El Banco de España ha revistado al alza las previsiones del crecimiento de la economía española para este 2026, en el marco de la revisión de sus proyecciones, realizada este viernes. El organismo liderado por José Luis Escrivá espera que el país avance a un ritmo del 2,3% este año, una décima por encima de lo señalado con anterioridad, y 1,7% para el siguiente, dos décimas menos. Si bien las cifras están sujetas a una incertidumbre “especialmente elevada” por la coyuntura internacional, el futuro coincide con lo desprendido por otras instituciones hace escasas horas.

El propio organismo hace alusión a esta situación, apuntando a que la actividad económica ha registrado un dinamismo elevado y superior a lo previsto, lo que se traduciría una revisión al alza mayor en el crecimiento del Producto Interior Bruto (PIB) en 2026 en un escenario previo al estallido del conflicto bélico. Concretamente, la evolución se revisaría al alza hasta el 2,4% en 2026, frente al 2,2% contemplado en el ejercicio de proyecciones de diciembre, pero el impacto del conflicto en Oriente Próximo ha llevado al organismo a dejar la tasa de crecimiento en el 2,3%.

La semana económica de España ha estado marcada por las buenas noticias en el plano del crecimiento, pero lastrada por los efectos del ataque ilegal lanzado por Estados Unidos e Israel contra Irán en la inflación y la microeconomía de las familias. Este jueves, el Instituto Nacional de Estadística (INE) confirmaba que el PIB del país había vuelto a crecer en 2025 (2,8%) el doble que la media de la zona euro, permitiendo empezar el 2026 con un 1,1% de partida.

A la par, la Organización para la Cooperación y el Desarrollo Económico (OCDE) presentaba sus previsiones actualizadas, certificando que España seguirá creciendo muy por encima de las principales potencias europeas y que será la que mejor soporte, en términos de PIB, el efecto del conflicto en Oriente Medio, rebajando la estimación para este curso tan solo una décima, del 2,2% al 2,1%. Sin embargo, alertaba, igual que ha hecho este viernes el Banco de España, con el peligro de la coyuntura internacional para la inflación.
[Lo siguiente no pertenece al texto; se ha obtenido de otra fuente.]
PR #175, opened 2020-08-14
Add directive to change the position of dropdown popover dynamically

ps37:
# Why?
Claritys dropdown does not change its position if it's being clipped and users have to scroll to access the fill dropdown in such cases.
This directive shifts the position of the dropdown popover by checking if a popover is being clipped and tries its best to open it in a direction that's less probable to get clipped based on the available space.

# Testing Done
dynamicDropdownPosition_cc


projects/components/src/dropdown/dynamic-dropdown-position.directive.ts
```diff
@@ -0,0 +1,173 @@
...
+            this.dropdownMenuElement = this.dropdownTriggerElement.querySelector('clr-dropdown-menu');
+            if (this.dropdownMenuElement) {
+                // Recalculate the dropdown position on open
+                this.resetPosition(this.dropdownMenuElement, this.positionTop, this.positionLeft);
+            }
+            try {
+                // Internal API
+                (dropdown as any).popoverInstance.removeScrollEventListeners();
+            } catch (e) {
+                console.warn('Clarity has changed ClrDropdownMenu internal API. Please fix me!');
```
ryan-bradford, line 74: Should we make this a throw error so our tests will fail with a clear reason when we try and bump Clarity if they change the API?

ttsvetko:
Just a quick question:
- i see in the attached gif that power actions are missing - see attached screen-shot from the gif. Is this intentional or a bug?

Screenshot 2020-08-18 at 16 34 35

projects/components/src/dropdown/dynamic-dropdown-position.directive.ts
ps37: I agree

ps37: As for the concerns, that is how it is being done right now in the VCD ui application for quite some time now and no concerns reported yet

ps37:
> Just a quick question:
> 
> * i see in the attached gif that power actions are missing - see attached screen-shot from the gif. Is this intentional or a bug?
> 
> Screenshot 2020-08-18 at 16 34 35

@ttsvetko As you have suggested to me, it looks like this problem is because the content visible area, in this case, is NOT the scroll-div-container that lists cards. And if we have enough space to show the whole menu we should do it, not to hide it.

projects/components/src/dropdown/dynamic-dropdown-position.directive.ts
```diff
@@ -0,0 +1,195 @@
...
+    constructor(
+        private elRef: ElementRef,
+        private renderer: Renderer2,
+        @Inject(DOCUMENT) private document: Document,
+        private dropDownBtn: ClrDropdown,
+        @Optional() @SkipSelf() private parentDropdown: DynamicDropdownPositionDirective
+    ) {}
+
+    ngAfterContentInit(): void {
+        this.isInsideModal = this.document.body.classList.contains(NO_SCROLLING_CLASSNAME);
```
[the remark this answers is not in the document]
ps37: As per the discussion,
- As this is how it has been working in the VCD UI for a while and
- As it is close to the review, we are going to leave it as is and I will file an issue to make the following enhancement

https://github.com/vmware/vmware-cloud-director-ui-components/issues/180

projects/components/src/dropdown/dynamic-dropdown-position.directive.ts
```diff
@@ -143,34 +141,34 @@ export class DynamicDropdownPositionDirective implements AfterContentInit {
         const contentAreaRect = this.contentAreaElement.getBoundingClientRect();
         // If the dropdown is getting clipped on the left and there is enough place on the right, shift the dropdown to right
         if (
-            dropdownMenuRect.left + MENU_BUFFER_SPACE <= contentAreaRect.left &&
-            dropdownTriggerRect.right + dropdownMenuRect.width <= contentAreaRect.right
+            this.dropdownMenuRect.left + MENU_BUFFER_SPACE <= contentAreaRect.left &&
```
juanmendes, line 144: When you're using a reference this many times, you should create a local to make the code look less busy. And it would have saved you time

```const {dropdownMenuRect} = this;```

PR #179, opened 2020-08-19
Change the action menu and dropdown components according to the feedback

ps37:
## What?
Following are the changes made:
- Remove the first level of featured actions dropdown from the action menu
- Add a property in the dropdown item interface to indicate when to add a separator above a dropdown item

## Testing done
- On the vms and vapp screens, making sure that action dropdowns don't have the first level of featured actons dropdown separate from "All actions". Instead, all the actions are displayed in a single dropdown with grouped actions.
- Grouping is as intended and the separators are added on top of the actions that required them.

### Screenshots
Screen Shot 2020-08-19 at 3 17 16 PM
Screen Shot 2020-08-19 at 3 17 38 PM


projects/components/src/common/interfaces/action-item.interface.ts
```diff
@@ -88,6 +88,10 @@ export interface ActionItem<R, T> {
      * To mark if the {@link #ActionItem.textKey} has to be translated or not
      */
     isTranslatable?: boolean;
+    /**
+     * To add separators between groups of action
```
juanmendes, line 92: should be "between groups of action`s`"

PR #186, opened 2020-08-26
Performance improvements of action menu component

ps37:
## Why?
Getters with looping and recursive logic over nested action lists are being used in the HTML templates. Because of this, On any angular 'digest' cycle these getter functions will be called over and over again. Internally these will call the logic which iterates through an array and so on and so forth

## What?
As part of this review, the following are the changes made:
- Address Ivos review comments on https://github.com/vmware/vmware-cloud-director-ui-components/pull/135
- Change the above-mentioned getters into class properties

## Testing done:
Copy pasted the components package with the above changes in vcd_ui code base
Verified that actions are displayed as before on the following screems
- All screens of vapps and vms
- Users list screen
- Networks list screen

actionMenuPerfImprovements


projects/components/src/action-menu/action-menu.component.ts
```diff
@@ -33,46 +33,38 @@ export function getDefaultActionDisplayConfig(cfg: ActionDisplayConfig = {}): Ac
...
 export class ActionMenuComponent<R, T> {
-    private _actions: ActionItem<R, T>[] = [];
     /**
      * List of actions containing both static and contextual that are given by the calling component
      */
     @Input() set actions(actions: ActionItem<R, T>[]) {
         if (!actions) {
             return;
         }
-
```
juanmendes, line 44: We recently chatted about not modifying data. Can we avoid modifying this data?

projects/components/src/action-menu/action-menu.component.ts
```diff
@@ -145,22 +186,59 @@ export class ActionMenuComponent<R, T> {
...
+        const copyOfActions = getDeepCopyOfActionItems(actions);
         if (!this.calculateActionsAvailability) {
-            return actions;
+            return copyOfActions;
         }
-        return actions.filter(action => {
+        return copyOfActions.filter(action => {
             const isActionAvailable = this.isActionAvailable(action);
-            if (isActionAvailable && action.children && action.children.length) {
+            if (isActionAvailable && !!action.children?.length) {
```
juanmendes, line 227: Is the `!!`needed? I don't think so. A filter callback should never ever modify data. Please re-work.

projects/components/src/datagrid/datagrid.component.ts
```diff
@@ -627,6 +614,18 @@ export class DatagridComponent<R> implements OnInit, AfterViewInit, OnDestroy {
         this.changeDetectorRef.detectChanges();
     }
 
+    private getHasStaticActions(): boolean {
```
juanmendes, line 617: `getHasStatic`? What was wrong with its previous name?

projects/components/src/action-menu/action-menu.component.ts
```diff
@@ -88,14 +80,55 @@ export class ActionMenuComponent<R, T> {
...
+     * the contextual actions dropdown in the inline actions container
+     */
+    shouldDisplayContextualActionsDropdownInline = false;
+
+    private _actionDisplayConfig: ActionDisplayConfig = getDefaultActionDisplayConfig();
+
+    /**
+     * Used for calculating the available actions. So, updating the property should update available actions in the action lists
+     */
+    @Input() set calculateActionsAvailability(val: boolean) {
```
juanmendes, line 114: A setter with a verb? I can't make sense of it. It's better not to say how it's used, you should explain its meaning. Why does the parent set this flag, this seems internal?

irahov: I agree that setting `calculateActionsAvailability` from outside looks awkward - what is the case when actions availability should not be calculated?
In addition if I use `[calculateActionsAvailability]="false"` I would expect they are not calculated, but looking in the code the `this.updateActionLists();` will be called

projects/components/src/action-menu/action-menu.component.ts
irahov, line 227: nit: 
I find it easier to read if it is:
`isActionAvailable && action.children?.length > 0`
I mean I read it as English language sentence.

irahov (approved):
Please make sure that after the improvement the action availability is calculated correctly

projects/components/src/action-menu/action-menu.component.ts
ps37: Added a separate Jira task to fix this in a different PR in Andromeda release https://jira.eng.vmware.com/browse/VDUCC-323

juanmendes (approved):

PR #190, opened 2020-08-31
Enable projecting content when there is no search

irahov:
# Description
There is quite much empty space when there is no search which
to be utilized in one way or another.

One example is to display some helpful information on how the spotlight search can be used.

# Testing done:
By using the spotlight search examples add text which is shown when there is
search, i.e. the search input is empty.

# Screenshots
no-search text is shown when there is no search
image

no-search text is hidden when there is a search
image

### DIFF
--- a/projects/examples/src/components/spotlight-search/spotlight-search-example.component.scss
+++ b/projects/examples/src/components/spotlight-search/spotlight-search-example.component.scss
@@ -1,0 +1,6 @@
+.no-search {
+    height: 100%;
+    display: flex;
+    align-items: center;
+    text-align: center;
+}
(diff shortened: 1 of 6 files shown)


projects/examples/src/components/spotlight-search/spotlight-search-example.component.scss
```diff
@@ -0,0 +1,3 @@
+.no-search {
+    margin-top: 1.5rem;
```
juanmendes, line 2: Instead of margin-top, can we make it center aligned vertically?

irahov:
As discussed offline with UX this functionality should not be applied.

PR #191, opened 2020-08-31
Improve API for registering components

juanmendes:
## Features

* Registration no longer returns an ID, you just pass the provider to be unregistered but that is now hidden behind QuickSearchRegistrar
* Providers can auto unregister when their calling components are destroyed bu using the QuickSearchRegistrar
* Providers provide the section name when they receive it,
  no need to re-register after you figure out the section name
* Order of provider within quick search is also determined by the provider, not a parameter to registration

### Features (probably should have been a different review but would not happen before release

* Rename to quick search instead of using Apple's spotlight
* Update prettier and tslint so we can use null-ish coalescing feature of TS

## Testing Done
* Ran examples container for spotlight example making sure providers are destroyed when leaving a page, that is, there are no duplicate providers as you navigate between examples

quick-search


projects/components/src/quick-search/quick-search.component.ts
```diff
@@ -295,6 +299,11 @@ export class SpotlightSearchComponent {
     showSectionTitle(searchSection: SearchSection): boolean {
         // In order to show a section title there should be more than one sections
         // and the current section should either be loading data or have results
-        return searchSection.section && (searchSection.isLoading || searchSection.results.length > 0);
+        console.log(
```
juanmendes, line 302: Delete console.log

tsconfig.json
```diff
@@ -20,7 +20,7 @@
     ],
     "paths": {
       "@vcd/ui-components": [
-        "dist/components"
+        "projects/components/src"
```
irahov, line 23: I like this is in, I hope no side effects for the official github build

irahov (approved):

projects/components/src/quick-search/quick-search.service.ts
```diff
@@ -0,0 +1,65 @@
...
+    providedIn: 'root',
+})
+export class QuickSearchService {
+    registrations: QuickSearchProvider[] = [];
+
+    /**
+     * Register a search provider
+     * @param provider The search provider {@link QuickSearchProvider}
+     */
+    public registerProvider(provider: QuickSearchProvider): void {
```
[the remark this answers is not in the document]
juanmendes: It's because unregistering can kind of fail if the provider is not registered. Since you added unit tests to it, I just kept it working, it doesn't seem wrong

PR #41, opened 2026-06-17
feat(benchmark): add declarative schema eval

mattrossman:
Adds a benchmark `build-cli-002-declarative-schema` eval for the declarative schema workflow. Motivated by Saxon's [feedback](https://supabase.slack.com/archives/C051L8U2EJF/p1779406337.608509?thread_ts=1779398780.194929&cid=C051L8U2EJF) that we should probe how well agents handle Supabase's composable workflows w/ declarative schemas being a primary example.

**What the scenario is**

Seeds a Supabase project with a `products` table already defined via `supabase/schemas/products.sql` + a corresponding migration already applied. The agent is asked to add a `description` column, the hope being that the agent recognizes the existing declarative schema pattern and follows it.

**What the eval checks**
- `supabase db diff` was invoked (agent followed the declarative workflow)
- The schema file was updated to include `description`
- A new migration was generated
- The `description` column is live in the database

**Results**

Both models tested failed to use the declarative schema workflow, instead opting to manually write a new migration. This might be due to the lack of docs support, so worth re-running after https://github.com/supabase/evals/pull/39 is merged.

CleanShot 2026-06-16 at 22 13 06@2x

CleanShot 2026-06-16 at 22 13 10@2x

**References**
- https://supabase.com/docs/guides/local-development/declarative-database-schemas

Closes AI-814


Rodriguespn:
Rebased this branch with origin/main to include the commit in main with the supabase MCP enabled for local stack runtime and trigger a new evals run

Rodriguespn:
Looking at the [eval results](https://github.com/supabase/evals/actions/runs/27692555648), neither of the models called `search_docs`, even though the tool is now available. This is a pattern that we've identified in agents where they are too lazy to consult external sources unless instructed to do so. Wonder if the agents loaded our skill the results would improve

PR #43, opened 2026-06-18
feat(eval): db push migration-history-mismatch eval + Postgres-wire backend

Rodriguespn:
See "Recover migration history mismatch" scenario from [Supa-bench (condensed)](https://app.notion.com/p/supabase/Supa-bench-condensed-3675004b775f8066824ce11e9fd06304?source=copy_link#37b5004b775f800c92abe5bdae006b0b).

**Additions**
- Benchmark eval `resolve-database-001-migration-history-mismatch` for recovering a remote migration-history mismatch — versions exist on the hosted database but are missing locally, so `supabase db push` fails with "The remote database's migration history does not match local files." The agent must reconcile and ship a pending migration **without resetting production data**.
- Seed with a hosted project whose history is ahead of local in a realistic way: a `bio` column was applied straight on the hosted DB and never committed, while the local workspace holds the original `create_profiles` and a pending `add_avatar_url`. The mismatch is real over the Postgres wire, and 25 production profiles must survive the fix.

### Remote database connection

platform-lite now lets the agent's Supabase CLI reach the mocked hosted project's database over the Postgres wire, not just the HTTP Management API — so linked DB workflows (`db push`, `db pull`, `migration repair`) work end-to-end (AI-843).

- **Postgres-wire surface:** built on `@electric-sql/pglite-socket`, with a small shim that answers the `SSLRequest`/`GSSENCRequest` probes libpq/pgx send (pglite-socket only frames the v3 StartupMessage), and tenant routing (`postgres.<ref>`) so one listener serves every project.
- **Two-surface platform-lite:** `PlatformHandle` exposes `listen()` (HTTP gateway) and `listenPg()` (the pooler) as peers over one PGlite, mirroring a real project. The sandbox link seam seeds `supabase/.temp/pooler-url` + version files so the agent's CLI dials it transparently.
- **Per-connection prepared-statement reset:** PGlite is a single shared session, but the CLI's pgx driver names prepared statements with a process-local counter (`lrupsc_1_0`), so each fresh `supabase` invocation re-`Parse`s the same name and collided with the previous one's leftover (`prepared statement already exists`, SQLSTATE 42P05) — which broke every `db push`/`migration repair` after the first. The pooler now `DEALLOCATE ALL`s on the 0→1 client transition, emulating the per-connection session a real backend gives (the CLI uses session-mode port 5432 precisely because it relies on prepared statements). Covered by an extended-protocol regression test.
- **`ctx.hostedQuery`:** the in-process read path — runs SQL directly against the hosted project's PGlite (the hosted counterpart to the local-stack `query`), used for ground-truth scoring without a Management API round-trip.

This is verified end-to-end: an agent reconciles the history and runs a real `supabase db push` over the wire (`Applying migration … / Finished supabase db push`, no `42P05`), passing all checks. The wire transport, SSL negotiation, tenant routing, per-connection reset, and the scorer's ground-truth reads are also covered by unit tests.

**To run the eval**
```bash
pnpm eval -- --eval resolve-database-001-migration-history-mismatch --experiment claude-sonnet-4.6 --force --runs 1
```

**What the eval checks** (ground truth read via `ctx.hostedQuery`, never the CLI under test)
- The `avatar_url` column is applied on the hosted `profiles` table.
- The pending migration `20240220` is recorded in the remote history (pushed, not applied as ad-hoc SQL).
- The remote history is reconciled with local files (no remote-only orphan left).
- The local migrations are a valid reconciled sequence — accepts **either** valid solution: the orphan recovered into its `20240115` slot, **or** a `db pull`-style bio captured under any timestamp before the avatar. Both require `create_profiles` first, `add_avatar_url` last, exactly one bio reconciliation strictly between, strictly ascending timestamps, all applied on the remote. Rejects discarding the orphan, a bio after the avatar, reordering, a renamed seeded file, or an un-applied reconciliation.
- Production profile data is intact (all 25 profiles with their `bio`) — the remote was reconciled, not reset/wiped.
- **The fix went through the CLI workflow, not around it** — a judge over the agent's tool calls fails runs that reach the end state via the Management API, direct SQL, or other non-CLI paths instead of `supabase db push` / `migration repair`. Read-only inspection by any means stays allowed. Without this, an end-state pass can't distinguish "used the intended workflow" from "found a workaround."

Closes AI-823, AI-843

### DIFF
--- a/apps/framework/harness/run-eval.ts
+++ b/apps/framework/harness/run-eval.ts
@@ -380,10 +380,14 @@ async function runOne(
       }
       // When the eval links to a hosted project, boot a platform-lite backend
       // (bound to 0.0.0.0 so the sandbox reaches it via host.docker.internal)
-      // and hand the CLI-valid ref/token to the session.
+      // and hand the CLI-valid ref/token to the session. Seed it from the eval's
+      // `remote/` dir (project.sql / logs.jsonl / functions) just like the tools
+      // runtime does — otherwise the hosted project boots empty and scorers that
+      // read remote state (e.g. the migration history) have nothing to assert on.
       await using hostedBackend = ev.metadata.hostedProject
         ? disposable(
             await bootPlatformBackend({
+              ...readSessionSeedArgs(ev),
               ref: HOSTED_PROJECT_REF,
               accessToken: HOSTED_ACCESS_TOKEN,
               hostname: "0.0.0.0",
--- a/apps/framework/harness/run-eval.ts
+++ b/apps/framework/harness/run-eval.ts
@@ -387,6 +387,9 @@ async function runOne(
               ref: HOSTED_PROJECT_REF,
               accessToken: HOSTED_ACCESS_TOKEN,
               hostname: "0.0.0.0",
+              // Expose Postgres-wire too, so linked DB workflows (`db push`,
+              // `migration repair`) reach the same project over the wire.
+              pgWire: true,
             }),
           )
         : undefined;
@@ -398,6 +401,7 @@ async function runOne(
           hosted: hostedBackend
             ? {
                 port: Number(new URL(hostedBackend.url).port),
+                pgPort: hostedBackend.pgPort,
                 ref: hostedBackend.ref,
                 accessToken: hostedBackend.accessToken,
                 mgmt: hostedBackend.mgmt,
--- a/apps/framework/harness/run-eval.ts
+++ b/apps/framework/harness/run-eval.ts
@@ -405,6 +405,7 @@ async function runOne(
                 ref: hostedBackend.ref,
                 accessToken: hostedBackend.accessToken,
                 mgmt: hostedBackend.mgmt,
+                query: hostedBackend.query,
                 invokeFunction: hostedBackend.invokeFunction,
               }
             : undefined,
--- a/evals/resolve-database-001-migration-history-mismatch/EVAL.ts
+++ b/evals/resolve-database-001-migration-history-mismatch/EVAL.ts
@@ -11,21 +11,10 @@ const ORPHAN_VERSION = "20240115000000";
 const PENDING_VERSION = "20240220000000";
 const SEEDED_PROFILE_COUNT = 25;
 
-/**
- * The exact local migration sequence a correct reconciliation must produce, in
- * order: the original `create_profiles`, the recovered orphan `add_profile_bio`
- * in its original slot, then the pending `add_avatar_url`. We pin the precise
- * set and order — not merely that timestamps ascend — because the orphan must be
- * recovered into its correct position (20240115, between create and avatar) so
- * local history fully describes the remote schema with no drift; discarding it
- * (repair --status reverted) or pulling it in under a fresh timestamp does not
- * qualify.
- */
-const EXPECTED_MIGRATIONS = [
-  { version: "20240101000000", name: "create_profiles" },
-  { version: ORPHAN_VERSION, name: "add_profile_bio" },
-  { version: PENDING_VERSION, name: "add_avatar_url" },
-] as const;
+// The two seeded migrations that bookend a correct reconciliation. The agent
+// must keep them, unrenamed, as the first and last migration.
+const FIRST_MIGRATION = { version: "20240101000000", name: "create_profiles" } as const;
+const LAST_MIGRATION = { version: PENDING_VERSION, name: "add_avatar_url" } as const;
 
 /**
  * Verifies recovery from a remote migration-history mismatch (AI-823): the
@@ -35,9 +24,14 @@ const EXPECTED_MIGRATIONS = [
  * Ground truth is read from the hosted project's database directly via
  * `ctx.hostedQuery` (in-process against the same PGlite, never the CLI under
  * test) plus the local migration files in the agent's workspace. We assert the
- * END STATE rather than the exact commands used, but the end state is pinned:
- * the local history must be exactly `EXPECTED_MIGRATIONS` (the orphan recovered
- * into its slot), and every one of those versions applied on the remote.
+ * END STATE rather than the exact commands used. Two recovered shapes are valid
+ * — both keep all three migrations, ordered create_profiles → bio reconciliation
+ * → add_avatar_url, with strictly ascending timestamps:
+ *   A. orphan recovered into its slot: bio at 20240115.
+ *   B. `db pull` style: bio captured under any timestamp, as long as it lands
+ *      before the avatar.
+ * `checkMigrationOrder` accepts either: create_profiles first, add_avatar_url
+ * last, exactly one migration strictly between, all applied on the remote.
  */
 const scorer: LocalStackScorer = async (ctx) => {
   try {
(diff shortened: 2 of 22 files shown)


evals/resolve-database-001-migration-history-mismatch/PROMPT.md
```diff
@@ -0,0 +1,19 @@
+---
+stage: resolve
+suite: benchmark
+interface: cli
+hostedProject: true
+projectRunning: false
```
mattrossman: Do we need project to be unstarted for this eval? In my test run, the agent stumbled at the start trying to invoke CLI commands before starting the stack, which doesn't seem essential for this scenario.

mattrossman: This exposed a possible bug, which is that `services:` is effectively ignored when `projectRunning: false` because the agent will just `supabase start` without filtering services.

This caused me to get warnings on stderror about mismatched service versions for versions we don't need/pin in this scenario:
```
WARNING: You are running different service versions locally than your linked project:\nsupabase/postgres:15.8.1.040 => supabase/postgres:17.6.1.064\nsupabase/gotrue:v2.177.0 => supabase/gotrue:v2.184.0\npostgrest/postgrest:v12.2.12 => postgrest/postgrest:v14.1\nsupabase/storage-api:v1.33.0 => supabase/storage-api:v1.33.0\nRun supabase link to update them.
```

apps/framework/harness/run-eval.ts
mattrossman: This `bootPlatformBackend` call isn't populating seed data (`projectSeedSql`, `logsSeedJsonl`, `functionsSeedDir`) so the migrations schema in `remote/project.sql` isn't taking effect in the run.

This caused the eval to fail in my test run:

```
  "checks": [
    {
      "name": "scorer evaluated migration-history recovery",
      "passed": false,
      "notes": "relation \"supabase_migrations.schema_migrations\" does not exist"
    }
  ],
```

evals/resolve-database-001-migration-history-mismatch/EVAL.ts
```diff
@@ -0,0 +1,245 @@
...
+async function checkHistoryReconciled(
+  ctx: LocalStackEvalContext,
+): Promise<CheckResult> {
+  const name = "remote migration history matches local migration files";
+  const remoteVersions = await remoteHistoryVersions(ctx);
+  const localVersions = await localMigrationVersions(ctx);
+  const orphans = remoteVersions.filter((v) => !localVersions.includes(v));
+  const orphanResolved = !remoteVersions.includes(ORPHAN_VERSION) ||
+    localVersions.includes(ORPHAN_VERSION);
+  const passed = orphans.length === 0 && orphanResolved;
```
mattrossman: nit, `orphans.length === 0` already verifies the orphan is resolved so that var is dead code

apps/framework/harness/run-eval.ts
Rodriguespn: Good catch, thanks. the hosted backend was booted without `projectSeedSql`, so `remote/project.sql` never loaded. Fixed

evals/resolve-database-001-migration-history-mismatch/EVAL.ts
Rodriguespn: Removed it along with `ORPHAN_VERSION` as well

evals/resolve-database-001-migration-history-mismatch/PROMPT.md
Rodriguespn: > Do we need project to be unstarted for this eval? In my test run, the agent stumbled at the start trying to invoke CLI commands before starting the stack, which doesn't seem essential for this scenario.

After trying a couple different ways, was able to reproduce that but I'm keeping `projectRunning: false`

The root cause for the old implementation was that the linked `supabase db push` couldn't actually reach the mocked hosted DB, and this confused the agent. In some runs it ran `supabase start` and reconstructed the scenario on that local stack as a decoy instead of the hosted remote (the scorer reads the remote).

The best solution I could think of was a CLI wrapper (the same seam that injects `-x` into `supabase start`). It now appends `--db-url <pooler-url>` to linked DB commands. (The CLI hardcodes the linked port to 5432)

Rodriguespn: > This exposed a possible bug, which is that `services:` is effectively ignored when `projectRunning: false` because the agent will just `supabase start` without filtering services.
> 
> This caused me to get warnings on stderror about mismatched service versions for versions we don't need/pin in this scenario:
> 
> ```
> WARNING: You are running different service versions locally than your linked project:\nsupabase/postgres:15.8.1.040 => supabase/postgres:17.6.1.064\nsupabase/gotrue:v2.177.0 => supabase/gotrue:v2.184.0\npostgrest/postgrest:v12.2.12 => postgrest/postgrest:v14.1\nsupabase/storage-api:v1.33.0 => supabase/storage-api:v1.33.0\nRun supabase link to update them.
> ```


Good catch, though it turned out to be the version cache, not service filtering. `services:` isn't actually ignored: the same CLI wrapper appends `-x <excluded>` to any agent-run `supabase start`, so the exclusions still apply.

The warnings came from the `.temp/*-version` files we seed (the linked project's versions) not matching the bundled CLI's stack. That comparison fires for every service regardless of `-x`. I've set those to match the bundled CLI versions, so no more mismatch. And in practice the agent no longer runs `supabase start` at all (it pushes straight to the remote), so it doesn't come up anyway

Rodriguespn: Follow-up on this, the scenario now has `projectRunning: true`, so the agent starts with the stack already up.

On the ports: the CLI hardcodes the linked/remote DB to 5432, but platform-lite runs on an ephemeral port for per-eval isolation, so a plain linked `db push` can't reach it.

So I added a thin CLI shim that shadows `supabase` on PATH. It only appends `--db-url <pooler-url>` to linked DB commands (`db push`/`db pull`/`db dump`/`migration repair`/`migration list`) and `-x <excluded>` to `supabase start`; everything else execs the real CLI untouched.

evals/resolve-database-001-migration-history-mismatch/PROMPT.md
```diff
@@ -0,0 +1,19 @@
...
+projectRunning: true
+services: []
+product:
+  - database
+topic:
+  - migrations
+motivation: AI-823
+---
+
+I added a migration that gives profiles an avatar and I'm trying to ship it to our hosted project, but `supabase db push` keeps failing with "The remote database's migration history does not match local files."
```
mattrossman: I feel like we could be less forgiving here to boost signal of results, some of these things I don't think users should have to explain.

For example "without resetting or wiping the hosted database, it holds real user profiles" - I expect agents to exercise caution on hosted data w/o needing to be told, I'd just keep a check for this to make sure agents aren't nuking it in the resolution process.

Or the context on how the migration conflict occurred and how they expect it to be resolved, my hope is that agents can figure what the conflict is on their own and suggest or take reasonable resolution strategies because users might not know or understand this themselves.

mattrossman (approved):
Tested this working locally, scenario looks good overall. I can't claim to understand all the pg-wire details, but it looks reasonable given the inherent complexity.

One non-blocking comment about making the scenario a bit more ambiguous to give us extra signal about agent weaknesses: https://github.com/supabase/evals/pull/43/changes#r3509413784

evals/resolve-database-001-migration-history-mismatch/PROMPT.md
mattrossman: Even the error message could be trimmed, as a user I'd probably be lazy and say something like "I'm trying to a ship a migration and it's not working" and let the agent discover the error + cause on its own.

Rodriguespn: Thanks for the suggestion, I took it all the way. The prompt is now a vague, realistic user report ("trying to ship a migration and it's not working"): no error text, no explanation of the cause, and no "don't wipe the data" hint.

One thing surfaced while testing with `gpt-5.4-mini`: with the vaguer prompt it ran `supabase link` as a sanity check and hit a DNS error (`host.docker.internal` doesn't resolve under the CLI's default resolver). 
Rather than mock out the full `link` command, I wrapped the CLI binary to force `--dns-resolver native` on `link`, same shim pattern we already use to inject `--db-url` on `db push`. After that the run went from 1/6 to 5/6, with the only failure being the method guard correctly catching the agent applying the migration via direct SQL instead of the CLI, exactly the kind of weakness the harder prompt is meant to expose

La inflación, principal amenaza económica

El INE ha certificado el efecto de la guerra en la inflación este viernes, con la publicación del Índice de Precios de Consumo (IPC) relativo al tercer mes del año. El dato del 3,3%, que deberá ser confirmado el próximo 14 de abril, no es excesivamente alto en apariencia, pero el cambio de tendencia con el salto de un 1% de golpe es preocupante. “Se explica principalmente por el encarecimiento de los carburantes, efecto directo del conflicto en Oriente Medio”, exponen desde el Ministerio de Economía, Comercio y Empresa, algo que la ciudadanía ya había visto en las gasolineras.

La OCDE había advertido de que los efectos de la guerra afectarían directamente al conjunto de países. En el caso de España, el think tank de las economías avanzadas espera que la inflación para este 2026 será del 3% este año y de 2,2% el siguiente, siete décimas por encima del 2,3% pronosticado para este año y cuatro por encima del 1,8% que se estimaba para 2027 en las anteriores previsiones. El Banco de España ha coincidido en la misma dirección.

El organismo de Escrivá coincide y  sitúa la inflación para este año en el 3%, nueve décimas más respecto a las proyecciones de diciembre, y en el 2,5% para el siguiente. Este mayor crecimiento refleja, fundamentalmente, la trayectoria reciente de la inflación, junto con el incremento de los precios energéticos a escala global, efectos que se verían compensados, en cinco décimas, por la reducción de la fiscalidad energética ya convalidada en el Congreso. Es decir, sin el plan de contención aprobado, los precios subirían hasta medio punto más.

Además, el Banco de España ha advertido de que el shock energético elevará la tasa de inflación en la segunda mitad de este año, una vez que se revierta la reducción de la fiscalidad energética contemplada en el plan del Gobierno, de modo que el ritmo de crecimiento de los precios llegaría a alcanzar en torno al 3,3% al final de 2026.

El próximo año, las tasas general y subyacente se situarían en el 2,5% y el 2,7%, respectivamente, seis décimas por encima de lo previsto hace tres meses, como consecuencia de la evolución de los precios de las materias primas energéticas, la eliminación de las ayudas al transporte público a comienzos del año y el aumento previsto de la fiscalidad energética.